═════ Data records ═════
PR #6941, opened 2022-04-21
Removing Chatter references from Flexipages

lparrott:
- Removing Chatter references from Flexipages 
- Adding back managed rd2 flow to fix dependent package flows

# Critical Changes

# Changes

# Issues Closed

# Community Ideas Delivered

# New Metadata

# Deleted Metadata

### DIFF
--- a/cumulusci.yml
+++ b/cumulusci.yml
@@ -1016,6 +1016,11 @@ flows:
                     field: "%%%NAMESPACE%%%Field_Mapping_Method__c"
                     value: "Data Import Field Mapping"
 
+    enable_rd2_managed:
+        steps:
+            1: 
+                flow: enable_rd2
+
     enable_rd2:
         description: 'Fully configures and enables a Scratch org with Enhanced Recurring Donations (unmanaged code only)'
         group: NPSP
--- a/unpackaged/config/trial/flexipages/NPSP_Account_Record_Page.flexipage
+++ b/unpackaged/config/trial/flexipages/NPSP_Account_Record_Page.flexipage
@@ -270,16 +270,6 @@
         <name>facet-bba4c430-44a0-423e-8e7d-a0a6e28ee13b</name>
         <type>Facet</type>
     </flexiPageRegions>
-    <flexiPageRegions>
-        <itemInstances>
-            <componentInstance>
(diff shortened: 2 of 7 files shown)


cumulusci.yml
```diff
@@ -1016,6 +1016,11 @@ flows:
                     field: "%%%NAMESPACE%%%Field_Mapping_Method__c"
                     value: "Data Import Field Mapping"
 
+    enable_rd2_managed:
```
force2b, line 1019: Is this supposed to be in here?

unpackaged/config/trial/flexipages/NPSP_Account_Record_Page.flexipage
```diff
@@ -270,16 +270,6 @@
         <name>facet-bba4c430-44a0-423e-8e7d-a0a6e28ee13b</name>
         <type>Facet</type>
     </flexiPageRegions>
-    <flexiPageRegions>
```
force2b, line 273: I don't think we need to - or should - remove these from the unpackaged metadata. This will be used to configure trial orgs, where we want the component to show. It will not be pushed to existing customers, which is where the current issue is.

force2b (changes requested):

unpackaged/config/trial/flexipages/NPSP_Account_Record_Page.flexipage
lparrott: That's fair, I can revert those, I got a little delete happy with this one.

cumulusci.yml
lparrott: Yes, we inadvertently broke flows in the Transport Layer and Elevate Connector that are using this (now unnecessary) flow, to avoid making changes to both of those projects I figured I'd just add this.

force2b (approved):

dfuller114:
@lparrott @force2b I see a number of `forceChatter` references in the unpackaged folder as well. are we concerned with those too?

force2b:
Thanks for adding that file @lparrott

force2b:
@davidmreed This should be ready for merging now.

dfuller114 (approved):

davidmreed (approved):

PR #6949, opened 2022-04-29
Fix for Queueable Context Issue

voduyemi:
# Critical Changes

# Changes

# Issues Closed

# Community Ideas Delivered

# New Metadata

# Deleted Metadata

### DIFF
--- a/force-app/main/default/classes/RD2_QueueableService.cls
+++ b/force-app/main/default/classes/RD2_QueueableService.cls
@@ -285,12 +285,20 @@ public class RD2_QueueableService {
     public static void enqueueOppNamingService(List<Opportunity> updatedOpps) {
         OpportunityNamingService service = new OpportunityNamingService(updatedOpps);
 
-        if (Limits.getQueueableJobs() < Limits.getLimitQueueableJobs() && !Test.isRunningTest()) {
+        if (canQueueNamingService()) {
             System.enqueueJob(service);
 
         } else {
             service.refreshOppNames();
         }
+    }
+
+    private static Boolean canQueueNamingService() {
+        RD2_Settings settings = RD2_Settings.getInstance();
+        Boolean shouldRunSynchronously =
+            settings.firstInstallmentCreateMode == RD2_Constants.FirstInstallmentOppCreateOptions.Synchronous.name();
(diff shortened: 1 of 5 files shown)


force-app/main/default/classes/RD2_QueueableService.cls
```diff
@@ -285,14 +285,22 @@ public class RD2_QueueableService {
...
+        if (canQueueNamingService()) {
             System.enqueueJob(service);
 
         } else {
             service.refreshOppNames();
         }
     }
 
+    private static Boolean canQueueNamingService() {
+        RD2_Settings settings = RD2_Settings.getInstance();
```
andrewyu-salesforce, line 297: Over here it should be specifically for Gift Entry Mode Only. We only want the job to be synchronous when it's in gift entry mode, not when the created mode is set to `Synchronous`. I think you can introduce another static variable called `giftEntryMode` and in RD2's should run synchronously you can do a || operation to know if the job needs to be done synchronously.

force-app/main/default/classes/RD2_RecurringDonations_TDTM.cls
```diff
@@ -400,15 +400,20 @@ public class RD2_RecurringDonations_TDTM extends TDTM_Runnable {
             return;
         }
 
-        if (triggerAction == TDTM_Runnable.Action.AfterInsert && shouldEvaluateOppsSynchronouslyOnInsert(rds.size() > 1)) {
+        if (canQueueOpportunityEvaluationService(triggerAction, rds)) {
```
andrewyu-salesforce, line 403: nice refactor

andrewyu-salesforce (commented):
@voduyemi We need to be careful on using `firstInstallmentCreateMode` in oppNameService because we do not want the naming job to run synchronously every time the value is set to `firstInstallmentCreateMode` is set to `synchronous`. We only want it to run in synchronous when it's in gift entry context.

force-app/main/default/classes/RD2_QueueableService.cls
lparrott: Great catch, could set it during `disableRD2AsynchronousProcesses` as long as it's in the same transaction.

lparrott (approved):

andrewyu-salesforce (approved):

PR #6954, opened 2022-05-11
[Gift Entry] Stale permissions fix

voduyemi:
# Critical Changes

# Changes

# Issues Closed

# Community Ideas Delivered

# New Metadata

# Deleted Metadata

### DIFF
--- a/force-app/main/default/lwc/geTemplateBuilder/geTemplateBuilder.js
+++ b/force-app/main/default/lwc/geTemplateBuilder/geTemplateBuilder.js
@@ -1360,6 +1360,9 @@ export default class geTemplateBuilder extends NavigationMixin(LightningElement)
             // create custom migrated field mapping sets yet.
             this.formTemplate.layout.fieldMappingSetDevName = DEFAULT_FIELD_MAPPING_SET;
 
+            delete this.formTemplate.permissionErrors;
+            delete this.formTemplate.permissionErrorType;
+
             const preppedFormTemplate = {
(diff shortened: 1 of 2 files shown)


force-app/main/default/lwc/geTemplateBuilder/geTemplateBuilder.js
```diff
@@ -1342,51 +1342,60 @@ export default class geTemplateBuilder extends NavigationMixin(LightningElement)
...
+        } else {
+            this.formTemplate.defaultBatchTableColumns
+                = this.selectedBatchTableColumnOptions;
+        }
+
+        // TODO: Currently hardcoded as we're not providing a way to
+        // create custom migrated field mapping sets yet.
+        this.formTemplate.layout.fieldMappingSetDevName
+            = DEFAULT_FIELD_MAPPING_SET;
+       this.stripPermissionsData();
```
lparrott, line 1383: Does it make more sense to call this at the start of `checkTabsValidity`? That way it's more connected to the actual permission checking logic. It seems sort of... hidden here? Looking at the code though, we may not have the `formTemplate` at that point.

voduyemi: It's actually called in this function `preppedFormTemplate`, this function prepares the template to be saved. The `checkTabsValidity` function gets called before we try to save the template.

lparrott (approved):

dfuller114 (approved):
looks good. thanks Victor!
═════
# [What you should do]
The data above needs to be retyped in full, exactly as given.

# [Answer to this task]
PR #6941, opened 2022-04-21
Removing Chatter references from Flexipages

lparrott:
- Removing Chatter references from Flexipages 
- Adding back managed rd2 flow to fix dependent package flows

# Critical Changes

# Changes

# Issues Closed

# Community Ideas Delivered

# New Metadata

# Deleted Metadata

### DIFF
--- a/cumulusci.yml
+++ b/cumulusci.yml
@@ -1016,6 +1016,11 @@ flows:
                     field: "%%%NAMESPACE%%%Field_Mapping_Method__c"
                     value: "Data Import Field Mapping"
 
+    enable_rd2_managed:
+        steps:
+            1: 
+                flow: enable_rd2
+
     enable_rd2:
         description: 'Fully configures and enables a Scratch org with Enhanced Recurring Donations (unmanaged code only)'
         group: NPSP
--- a/unpackaged/config/trial/flexipages/NPSP_Account_Record_Page.flexipage
+++ b/unpackaged/config/trial/flexipages/NPSP_Account_Record_Page.flexipage
@@ -270,16 +270,6 @@
         <name>facet-bba4c430-44a0-423e-8e7d-a0a6e28ee13b</name>
         <type>Facet</type>
     </flexiPageRegions>
-    <flexiPageRegions>
-        <itemInstances>
-            <componentInstance>
(diff shortened: 2 of 7 files shown)


cumulusci.yml
```diff
@@ -1016,6 +1016,11 @@ flows:
                     field: "%%%NAMESPACE%%%Field_Mapping_Method__c"
                     value: "Data Import Field Mapping"
 
+    enable_rd2_managed:
```
force2b, line 1019: Is this supposed to be in here?

unpackaged/config/trial/flexipages/NPSP_Account_Record_Page.flexipage
```diff
@@ -270,16 +270,6 @@
         <name>facet-bba4c430-44a0-423e-8e7d-a0a6e28ee13b</name>
         <type>Facet</type>
     </flexiPageRegions>
-    <flexiPageRegions>
```
force2b, line 273: I don't think we need to - or should - remove these from the unpackaged metadata. This will be used to configure trial orgs, where we want the component to show. It will not be pushed to existing customers, which is where the current issue is.

force2b (changes requested):

unpackaged/config/trial/flexipages/NPSP_Account_Record_Page.flexipage
lparrott: That's fair, I can revert those, I got a little delete happy with this one.

cumulusci.yml
lparrott: Yes, we inadvertently broke flows in the Transport Layer and Elevate Connector that are using this (now unnecessary) flow, to avoid making changes to both of those projects I figured I'd just add this.

force2b (approved):

dfuller114:
@lparrott @force2b I see a number of `forceChatter` references in the unpackaged folder as well. are we concerned with those too?

force2b:
Thanks for adding that file @lparrott

force2b:
@davidmreed This should be ready for merging now.

dfuller114 (approved):

davidmreed (approved):

PR #6949, opened 2022-04-29
Fix for Queueable Context Issue

voduyemi:
# Critical Changes

# Changes

# Issues Closed

# Community Ideas Delivered

# New Metadata

# Deleted Metadata

### DIFF
--- a/force-app/main/default/classes/RD2_QueueableService.cls
+++ b/force-app/main/default/classes/RD2_QueueableService.cls
@@ -285,12 +285,20 @@ public class RD2_QueueableService {
     public static void enqueueOppNamingService(List<Opportunity> updatedOpps) {
         OpportunityNamingService service = new OpportunityNamingService(updatedOpps);
 
-        if (Limits.getQueueableJobs() < Limits.getLimitQueueableJobs() && !Test.isRunningTest()) {
+        if (canQueueNamingService()) {
             System.enqueueJob(service);
 
         } else {
             service.refreshOppNames();
         }
+    }
+
+    private static Boolean canQueueNamingService() {
+        RD2_Settings settings = RD2_Settings.getInstance();
+        Boolean shouldRunSynchronously =
+            settings.firstInstallmentCreateMode == RD2_Constants.FirstInstallmentOppCreateOptions.Synchronous.name();
(diff shortened: 1 of 5 files shown)


force-app/main/default/classes/RD2_QueueableService.cls
```diff
@@ -285,14 +285,22 @@ public class RD2_QueueableService {
...
+        if (canQueueNamingService()) {
             System.enqueueJob(service);
 
         } else {
             service.refreshOppNames();
         }
     }
 
+    private static Boolean canQueueNamingService() {
+        RD2_Settings settings = RD2_Settings.getInstance();
```
andrewyu-salesforce, line 297: Over here it should be specifically for Gift Entry Mode Only. We only want the job to be synchronous when it's in gift entry mode, not when the created mode is set to `Synchronous`. I think you can introduce another static variable called `giftEntryMode` and in RD2's should run synchronously you can do a || operation to know if the job needs to be done synchronously.

force-app/main/default/classes/RD2_RecurringDonations_TDTM.cls
```diff
@@ -400,15 +400,20 @@ public class RD2_RecurringDonations_TDTM extends TDTM_Runnable {
             return;
         }
 
-        if (triggerAction == TDTM_Runnable.Action.AfterInsert && shouldEvaluateOppsSynchronouslyOnInsert(rds.size() > 1)) {
+        if (canQueueOpportunityEvaluationService(triggerAction, rds)) {
```
andrewyu-salesforce, line 403: nice refactor

andrewyu-salesforce (commented):
@voduyemi We need to be careful on using `firstInstallmentCreateMode` in oppNameService because we do not want the naming job to run synchronously every time the value is set to `firstInstallmentCreateMode` is set to `synchronous`. We only want it to run in synchronous when it's in gift entry context.

force-app/main/default/classes/RD2_QueueableService.cls
lparrott: Great catch, could set it during `disableRD2AsynchronousProcesses` as long as it's in the same transaction.

lparrott (approved):

andrewyu-salesforce (approved):

PR #6954, opened 2022-05-11
[Gift Entry] Stale permissions fix

voduyemi:
# Critical Changes

# Changes

# Issues Closed

# Community Ideas Delivered

# New Metadata

# Deleted Metadata

### DIFF
--- a/force-app/main/default/lwc/geTemplateBuilder/geTemplateBuilder.js
+++ b/force-app/main/default/lwc/geTemplateBuilder/geTemplateBuilder.js
@@ -1360,6 +1360,9 @@ export default class geTemplateBuilder extends NavigationMixin(LightningElement)
             // create custom migrated field mapping sets yet.
             this.formTemplate.layout.fieldMappingSetDevName = DEFAULT_FIELD_MAPPING_SET;
 
+            delete this.formTemplate.permissionErrors;
+            delete this.formTemplate.permissionErrorType;
+
             const preppedFormTemplate = {
(diff shortened: 1 of 2 files shown)


force-app/main/default/lwc/geTemplateBuilder/geTemplateBuilder.js
```diff
@@ -1342,51 +1342,60 @@ export default class geTemplateBuilder extends NavigationMixin(LightningElement)
...
+        } else {
+            this.formTemplate.defaultBatchTableColumns
+                = this.selectedBatchTableColumnOptions;
+        }
+
+        // TODO: Currently hardcoded as we're not providing a way to
+        // create custom migrated field mapping sets yet.
+        this.formTemplate.layout.fieldMappingSetDevName
+            = DEFAULT_FIELD_MAPPING_SET;
+       this.stripPermissionsData();
```
lparrott, line 1383: Does it make more sense to call this at the start of `checkTabsValidity`? That way it's more connected to the actual permission checking logic. It seems sort of... hidden here? Looking at the code though, we may not have the `formTemplate` at that point.

voduyemi: It's actually called in this function `preppedFormTemplate`, this function prepares the template to be saved. The `checkTabsValidity` function gets called before we try to save the template.

lparrott (approved):

dfuller114 (approved):
looks good. thanks Victor!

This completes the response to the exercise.